**ASSIGNMENT:** Using the records below, give again exactly the lines from the line that contains "--- a/provider/devices/common.go" through the line that contains "shamanec, line 1010: Can", both ends included, and only those.

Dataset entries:
________________________

PR #158, opened 2025-02-20
Enable GADS Stream Settings Update via WebSocket

gifflet:
This PR enhances the Android device setup process by introducing a WebSocket-based mechanism to update GADS stream settings dynamically. Key changes include:

- WebSocket Integration for Stream Settings:
  - Implemented updateGadsStreamSettings(device), which sends updated stream settings via WebSocket.
  - Constructs a message containing targetFPS, jpegQuality, and scalingFactor and transmits it to the device.

- Android Device Setup Enhancement:
  - Calls updateGadsStreamSettings(device) after the device is connected to ensure correct streaming parameters.
  - Resets the device if updating stream settings fails.

### DIFF
--- a/provider/devices/common.go
+++ b/provider/devices/common.go
@@ -34,10 +34,6 @@ import (
 
 	"GADS/common"
 
-	"net/url"
-
-	"github.com/gobwas/ws"
-	"github.com/gobwas/ws/wsutil"
 	"go.mongodb.org/mongo-driver/bson"
 	"go.mongodb.org/mongo-driver/mongo"
 )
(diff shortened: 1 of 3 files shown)


provider/devices/common.go
```diff
@@ -995,3 +1006,25 @@ func applyDeviceStreamSettings(device *models.Device) error {
 
 	return nil
 }
+
+func updateGadsStreamSettings(device *models.Device) error {
```
shamanec, line 1010: Can you move this function to `android.go` and export it so it can be reused by the [UpdateDeviceStreamSettings](https://github.com/shamanec/GADS/blob/99315b781c5ed44bfae90ca7f3f8cb790dfc3a24/provider/router/routes.go#L349C6-L349C32) endpoint?

shamanec: In general this is stupid but it was the fastest way to implement stream quality updates along with WebDriverAgent. Probably a normal http server should be added to GADS-Stream so we can just fire a request without multiple hoops for the stupid websocket 😅

gifflet: Done

shamanec (approved):

PR #172, opened 2025-03-06
Enhance Device Setup and Reset Logic with Improved Concurrency Handling

### LINKED ISSUE #171: Multiple Provisioning Executions Cause Port Allocation Issues
### Description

________________________

**ANSWER TO THIS EXERCISE:**
--- a/provider/devices/common.go
+++ b/provider/devices/common.go
@@ -34,10 +34,6 @@ import (
 
 	"GADS/common"
 
-	"net/url"
-
-	"github.com/gobwas/ws"
-	"github.com/gobwas/ws/wsutil"
 	"go.mongodb.org/mongo-driver/bson"
 	"go.mongodb.org/mongo-driver/mongo"
 )
(diff shortened: 1 of 3 files shown)


provider/devices/common.go
```diff
@@ -995,3 +1006,25 @@ func applyDeviceStreamSettings(device *models.Device) error {
 
 	return nil
 }
+
+func updateGadsStreamSettings(device *models.Device) error {
```
shamanec, line 1010: Can you move this function to `android.go` and export it so it can be reused by the [UpdateDeviceStreamSettings](https://github.com/shamanec/GADS/blob/99315b781c5ed44bfae90ca7f3f8cb790dfc3a24/provider/router/routes.go#L349C6-L349C32) endpoint?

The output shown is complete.